The situation that I and others of the “Peter Pan” generation have found ourselves in is not our fault. If we are to be grouped into the category of the “lost boys (and girls)” then I will counter that categorization by going as far as saying that it was the pirates that put us here. Yes, the pirates. The Captain Hooks and Smees in business suits that robbed us of the futures we rightfully earned, but whose rewards we will probably never reap. We didn’t collapse the world economy through our reluctance to grow up or work. We just happened to be the generation that would face the consequences of “other people’s” economic irresponsibility. We have no choice now but to run under the wings of our mothers, who were right in their inclinations to be overly protective of us.
    In Peter Pan, the children ask Mrs. Darling “Can anything harm us, mother, after the night-lights are lit?" Mrs. Darling, with all the comfort and faith of a mother, replies “Nothing, precious, they are the eyes a mother leaves behind her to guard her children.” As I drive home with my mother from a successful, yet for all intents and purposes, lackluster and disappointing interview, I feel more pity for her than myself. She came of age in an era where one could maintain a single job throughout their whole lives, buy a house, start a family, provide that family with stable health care, and even send the children to college on one good salary. She abandoned her dreams of being a distinguished anthropologist so that her children would be able to earn some form of distinction to lead more prosperous, dignifying, and fulfilling lives, she gave up her dreams so that we would be protected. As we get back onto traffic-filled route 78, underneath my mother’s muttered cursings of how people act like animals on the road, I come to realize that the contractual position I had just signed my name onto, the guarantee of no health care or job security I quickly agreed upon, is as disappointing to her as it is to myself.
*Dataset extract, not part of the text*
PR #25121, opened 2023-07-18
DataGrid - Cell focus in edit mode does not work correctly if a cell has a disabled editor (T1177434)

Raushen:
See https://supportcenter.devexpress.com/ticket/details/t1177434/datagrid-cell-focus-in-edit-mode-does-not-work-correctly-if-a-cell-has-a-disabled-editor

As much as I struggled to achieve some form of academic and the hoped-for subsequent economic success, her trials to make sure that I could gain something better quickly overshadow my own. My mother was right in her fears when she would not allow me to cross the street on my own, because she knew when I didn’t that the world is full of pirates, waiting to snatch her children up and rob her nest of life’s adventures. These are the pirates waiting to pigeon hole us into a different type of "Never Never Land": a land where we are never allowed to grow up because of the economic crimes they have committed, we are never allowed to self actuate, and the dreams of our parents to create a better future for their children are never realized.